Self-Sustaining Energy Management Systems in Smart Microgrids Using Artificial Intelligence
摘要
Smart microgrids (MGs) are a potentially effective way to improve the efficiency of energy use and delivery. This research presents a revolutionary real-time economic smart MG operation method that utilizes cutting-edge artificial intelligence (AI) algorithms for dynamic energy management. This research aims to create a dynamic energy management system (EMS) that maximizes the long-term operating expenses of MGs without depending on detailed projections or distribution knowledge of anomalies. Model-predictive control (MPC) and adaptable support vector machine (ASVM) learning are two sophisticated AI approaches that will be used in this study to model the real-time scheduling issue as a finite-horizon Markov decision process (MDP) over a day and develop near-optimal real-time scheduling regulations.
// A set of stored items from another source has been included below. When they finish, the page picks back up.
PR #327, opened 2026-05-26
fix(chat): resolve captains filter returning empty results due to con…

ananyactrl:
## Summary
Fix Captains filter in team chat returning empty results — messages sent as captain disappear after optimistic update and only appear under All after ~30s poll.

## What was broken
In `getMessagesForUser`, the Captains tab applied `visibility = captains_only` and then stacked a second `.or()` with more visibility conditions. In PostgREST, conflicting visibility filters cause the query to return no rows. The error was swallowed silently, returning an empty list. Host, Announcements, and Important filters worked because they don't add the second visibility `.or()`.

## What was fixed
When `filter === 'captains_only'`, scope by team and sender only — not visibility again. Also added error logging instead of failing silently.

## Tested
- Captains filter → captain sends message → stays in Captains tab immediately
- All other filters (All, Host, Announcements, Important) unaffected
- No mobile rebuild needed — API only

## Impact
Web/API — team chat message filtering

## Risk
Low — only changes query logic for captains filter, other filters untouched

## Files Modified
- `src/lib/services/messages.ts`


blackhathckr (approved):
LGTM — correct fix. The .eq('visibility', 'captains_only') was conflicting with the subsequent .or() visibility filter in PostgREST, returning empty rows. Separating the captains_only branch avoids the double-filter.

PR #416, opened 2026-06-12
fix: effective_points display + formula-gated scoring

blackhathckr:
## Summary
- Submission APIs return `null` for `effective_points` in standard/simple formula leagues, so UI correctly falls back to `rr_value.toFixed(1)` instead of always showing 1
- Leaderboard + league report now gate activity-specific points behind `points_only` formula; standard/simple = 1 point per approved/pending submission

## Affected files
- `api/leagues/[id]/submissions/route.ts`
- `api/leagues/[id]/my-submissions/route.ts`
- `api/leagues/[id]/my-team/submissions/route.ts`
- `lib/services/leaderboard-logic.ts`
- `lib/services/league-report.ts`

## Test plan
- [ ] Standard formula league: submission detail shows actual RR (e.g. 1.6 RR for 74 min gym)
- [ ] Points-only formula league: submission detail shows activity points
- [ ] Leaderboard scores correct for both formula types


adminmfl (approved):
Verified fix

PR #437, opened 2026-06-14
refactor(payments): Module 8 rate limiting, idempotency, webhook secu…

GitGuru-sudo:
**Summary**
Rate limiting, idempotency, webhook security fixes, proper Razorpay types, and payments page decomposition for Module 8.

**Changes Made**
- Added in-memory rate limiter (`src/lib/rate-limit.ts`) on all payment routes (10/5/5/5/30 req/min)
- Added idempotency support via `Idempotency-Key` header on `order` and `challenge-order` routes
- Created `POST /api/payments/webhook` route (was missing)
- Replaced all HMAC comparisons with `crypto.timingSafeEqual`
- Removed `err.message` leaks from all payment routes
- Stopped storing `razorpay_signature` in `updatePaymentStatus`
- Added proper `Window.Razorpay` type declarations in `src/types/razorpay.d.ts`
- Added Zod validation schemas for create-order, verify-payment, and webhook payloads
- Decomposed `payments/page.tsx` from 629→~140 lines into 4 components under `src/components/payments/`
- Created `GET /api/revenue` endpoint
- Fixed error message leak in `leagues/create/page.tsx:543`
- Added 22 tests (rate-limit: 6, payments validation: 12, webhook signature: 4)
- `pnpm build` passes on all routes

**How to Test**
1. Run `pnpm test` — all 22 new tests pass
2. Run `pnpm build` — compiles successfully
3. Hit any payment route rapidly to verify rate limiting kicks in after N requests
4. POST to `/api/payments/order` with an `Idempotency-Key` header twice with same key — second call returns cached response, doesn't create a duplicate order
5. Send a forged webhook to `/api/payments/webhook` — rejected with 401


blackhathckr (changes requested):
## Code Review — PR #437 (Module 8: Payments, Rate Limiting, Idempotency, Webhook Security)

### Must Fix

**1. SECURITY: `/api/revenue` route open to any authenticated user**
`revenue/route.ts` — Only checks `getAuthUser(req)`. The existing `/api/admin/revenue` requires `platform_role === 'admin'`. This new route exposes totalRevenue, monthlyRevenue, completedPayments, pendingPayments to any logged-in user. Privilege escalation. Add admin role check or remove (since admin route already exists).

**2. Idempotency check has TOCTOU race — no DB-level constraint**
`payments/order/route.ts` and `payments/challenge-order/route.ts` — SELECT then INSERT with no unique index on `notes->>idempotency_key`. Two concurrent requests can both pass the check and create duplicate payments. Add a partial unique index:
\`\`\`sql
CREATE UNIQUE INDEX payments_idempotency_key_uniq ON payments ((notes->>'idempotency_key')) WHERE notes->>'idempotency_key' IS NOT NULL;
\`\`\`

**3. `updatePaymentStatus` drops `razorpay_signature` parameter**
Signature changed from 4 args to 3 args, dropping `razorpay_signature`. Verify the DB column isn't NOT NULL and no downstream system depends on it.

**4. `payload: any` in webhook handler**
`payments-webhook.ts` — `webhookSchema` is defined in `lib/validations/payments.ts` but never actually used in the handler. Either apply the schema or type the payload properly.

### Should Fix

**5. In-memory rate limiter won't work across serverless instances**
`rate-limit.ts` stores counts in a module-level `Map`. On Vercel, each invocation may run in a different instance. Rate limiting will be ineffective in production.

**6. `setInterval` cleanup in `rate-limit.ts`**
The `setInterval(() => {...}, 60000)` at module scope has no `clearInterval`. In serverless this may never fire or cause issues.

**7. Idempotency-Key header required but client code not updated**
Order routes now require `Idempotency-Key` header, but league creation page doesn't send it. Every order creation will 400.

**8. Validation schemas defined but never used**
`lib/validations/payments.ts` defines 4 Zod schemas. None are imported by actual routes. Preview-price route actually replaced its Zod with manual checks (regression).

**9. `catch {}` blocks lose all diagnostic info**
Multiple routes changed from `catch (err) { console.error(...) }` to bare `catch { }`. Debugging production issues becomes impossible.

**10. Duplicate `rate-limit.ts` with PR #438**
Both PRs create the same file. Merge conflict incoming.

blackhathckr (changes requested):
## Re-review of PR #437 — Payments Rate Limiting, Idempotency, Webhook Security

Good progress addressing the original 10 review items. Most of the critical security issues have been resolved. Here is the item-by-item assessment, followed by one remaining must-fix.

---

### Original Items — Status

**1. Revenue endpoint auth (CRITICAL)** — FIXED
`/api/revenue/route.ts` now checks `authUser.platform_role !== 'admin'` and returns 403. This was the highest-priority issue and it has been properly addressed.

**2. Idempotency TOCTOU race (CRITICAL)** — FIXED
Migration `20260618_payments_idempotency_unique.sql` adds a partial unique index on `notes->>'idempotency_key'`. This closes the race at the DB level. Well done.

**3. `updatePaymentStatus` signature change** — FIXED
Signature is now `(orderId, paymentId, status, signature?)` with `razorpaySignature` as optional 4th param. The verify route and webhook handler both call it correctly with the new signature.

**4. `payload: any` in webhook handler** — FIXED
The webhook handler now uses `webhookSchema` from `lib/validations/payments.ts` to validate the payment event payload, and uses `eventEnvelopeSchema` for the outer envelope. Much better.

**5. In-memory rate limiter across serverless instances** — FIXED
`rate-limit.ts` now checks for Upstash/Vercel KV Redis env vars and uses Redis when available, falling back to in-memory. This is a good solution.

**6. `setInterval` cleanup** — FIXED
The old `setInterval` in `rateLimiter.ts` has been removed. The new `rate-limit.ts` uses per-request window expiry instead. `rateLimiter.ts` is now a thin re-export shim.

**7. Idempotency-Key header not sent by client** — PARTIALLY FIXED
The league creation page (`leagues/create/page.tsx`) now generates and sends the `Idempotency-Key` header. However, the `challenge-order` route also requires this header (line 853 of the diff returns 400 without it), and no client-side code for challenge ordering was updated. If there is a client caller for `challenge-order`, it will break. If there is no client caller yet, this is fine — but please confirm.

**8. Validation schemas defined but unused** — FIXED
`verifyPaymentSchema` is now used in the verify route. `webhookSchema` is used in the webhook handler. `previewPriceSchema` is used in preview-price. `createOrderSchema` is defined with tests but not actually imported by any route — acceptable since the order routes use manual validation that matches the schema's intent.

**9. `catch {}` blocks losing diagnostic info** — MOSTLY FIXED
Server-side catch blocks throughout the codebase now capture and log the error (e.g., `catch (err) { console.error(...) }`). The two remaining bare `catch {}` in client-side React (`leagues/create/page.tsx` line 544, `payments/page.tsx` line 325) are a minor regression (lost `console.error`) but acceptable for client code since errors are surfaced via `setError()`. The bare `catch {}` blocks in `timingSafeEqual` wrappers are fine — they intentionally swallow length-mismatch errors.

**10. Duplicate `rate-limit.ts` with PR #438** — ADDRESSED
`rateLimiter.ts` is now a re-export shim pointing to the canonical `rate-limit.ts`. This should resolve the merge conflict scenario cleanly.

---

### NEW ISSUE — Must Fix

**`legacyRedisIncr` return type mismatch in `checkRateLimit`**

In `src/lib/rate-limit.ts`, the function `legacyRedisIncr` returns `{ allowed, remaining, reset }`, but `checkRateLimit` destructures its result as `{ count, ttl }` (line ~2336 in the diff). Since `count` and `ttl` don't exist on the returned object, they will be `undefined`. This means:
- `count <= limit` → `undefined <= N` → `false` → `allowed = false` → rate limiter always blocks when Redis is available
- The `catch` block will swallow this silently and fall back to in-memory, so it won't crash, but the Redis path is completely dead code

Additionally, `legacyRedisIncr` itself has bad logic: `allowed: count <= 0` (always false since INCR starts at 1) and `remaining: Math.max(0, 0 - count)` (always 0). This function should either:
- Return `{ count, ttl }` directly (matching how it's consumed), or
- Be removed entirely since the caller re-derives `allowed` and `remaining` from `count` and `limit` anyway

Fix: change `legacyRedisIncr` to return `{ count, ttl }` like `redisIncr` does, matching the caller's destructuring.

---

### Summary

9 of the original 10 items are fixed. Item 7 (challenge-order client) needs confirmation. One new bug was introduced in the legacy rate limiter Redis path. Requesting changes for the `legacyRedisIncr` return mismatch — it is a real bug that silently disables Redis-backed rate limiting for all legacy auth routes.

— reviewed by @blackhathckr

blackhathckr (approved):
All previous feedback addressed. Zero any casts, legacyRedisIncr fixed. LGTM.

PR #492, opened 2026-06-23
fix(challenges): show real total_points on configure-challenges cards…

GitGuru-sudo:
Here's the filled PR description:

---

## Summary
Fixes BUG-012 — Configure Challenges cards always show "0 pts" because the demo seed never set `leagueschallenges.total_points`. Seeds a realistic points ceiling per demo challenge, hardens the card to distinguish "no ceiling" from "0 points", and removes a dead API fallback.

## Related Issue
Closes BUG-012

## Type of Change
- [x] Bug fix

## Changes Made
- `supabase/seeds/demo-leagues.sql` — Added `UPDATE` after each `INSERT INTO public.leagueschallenges` (20 total across 3 demo leagues) to seed `total_points` with values from 100–300, scaling from early challenges to finales
- `src/app/(app)/leagues/[id]/configure-challenges/page.tsx` — Replaced bare `{challenge.total_points} pts` with conditional: shows "Points not set" when the ceiling is 0/null, otherwise shows the real points value
- `src/app/api/leagues/[id]/challenges/route.ts` — Dropped the `template?.total_points` fallback (column doesn't exist on `specialchallenges`, so it was always `undefined` — dead code that misleads readers)

## How to Test
1. Open `/leagues/[id]/configure-challenges` for any demo league — each card shows a real points value (e.g. "100 pts"), not "0 pts"
2. Edit a challenge, clear Total Points, save — card reads "Points not set"
3. Edit again, set 250, save — card reads "250 pts"
4. "Publish Scores" still works (it reads `awarded_points`, unaffected)
5. `pnpm db:seed` on a fresh DB — demo challenges have non-zero ceilings (idempotent)

## Checklist


blackhathckr (approved):
Good fix. UI now shows 'Points not set' instead of '0 pts', dead template fallback removed, challenge points seeded in demo data. LGTM.

PR #510, opened 2026-06-26
feat: add submission limit configuration to leagues and implement overwrite logic for daily entry limits

dhjr:
## Summary
This PR fixes a bug where league-level daily submission limits were not being properly saved to the database when updated by the host, and resolves an issue where overwriting an existing activity falsely triggered the daily maximum limit error.

## Type of Change
- [x] Bug fix
- [ ] New feature
- [ ] UI/UX improvement
- [ ] Documentation

## Changes Made
- **Settings Persistence:** Added `min_submissions_per_day` and `max_submissions_per_day` to the `allowedUpdates` whitelist in `league-mutation-service.ts` so that configuration changes correctly persist for active and launched leagues.
- **Overwrite Enforcement Fix:** Updated the submission limit logic in `entries/upsert/route.ts` to correctly handle same-activity resubmissions. The system now allows users to overwrite their existing entries without falsely counting the updated entry as an additional submission against the daily limit.

## How to Test
1. As a league host, navigate to League Settings -> Activities.
2. Update the "Max Submissions Per Day" to `2` and click **Save**.
3. Refresh the page to verify the changes have successfully persisted to the database.
4. As a player, log an activity to reach your newly set daily limit.
5. Attempt to log the **exact same** activity type again. You should receive the overwrite prompt and be able to successfully update your entry without hitting the limit blocker.
6. Attempt to log a **different** activity type that pushes you over the daily limit. You should be correctly hard-blocked with the `(2/day)` limit error.

## Checklist


blackhathckr (commented):
## Review

Good fix — two real bugs addressed here:

1. **Settings persistence**: `min_submissions_per_day` and `max_submissions_per_day` were missing from the `allowedUpdates` whitelist in `league-mutation-service.ts`, so hosts could change the values in the UI but they'd never persist. Good catch.

2. **Overwrite logic**: When a user resubmits the same activity type and the daily limit is already reached, the old code would block the overwrite. The new logic correctly checks if there's an existing entry of the same `workout_type` and allows the overwrite path to proceed. Different activity type still gets hard-blocked. Correct.

**One nit:**

`src/app/api/entries/upsert/route.ts` — line with `(r: any) => r.workout_type === workout_type`:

The suggested approach entails expressing the problem with real-time planning as an MDP and then using ASVM and MPC learning to derive almost optimum scheduling strategies. The paper compares the MPC technique with an approximation dynamic programming (ADP) framework using a thorough simulation of actual power grid data from the California Independent System Operator (CAISO). To get a nearly optimum policy, the approximation policy iteration (API) approach is used. The success of the suggested strategy in streamlining MG operations is shown by the simulation results. A comparison of MPC with ADP shows that MPC has several benefits, primarily including lower costs. The study considers the effects of AC power flow restrictions and demand response rules, demonstrating the adaptability and resilience of the established technique in a range of circumstances.